**What the exercise asks**: Search the data for the word "google" and copy every line that contains it.

----- Stored data

PR #550, opened 2019-04-25
Add GAPIC Annotations for BigQuery V2

vam-google:


google/cloud/bigquery/v2/BUILD.bazel
```diff
@@ -0,0 +1,149 @@
+# This is an API workspace, having public visibility by default makes perfect sense.
```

----------

**Exercise result**:
vam-google:
google/cloud/bigquery/v2/BUILD.bazel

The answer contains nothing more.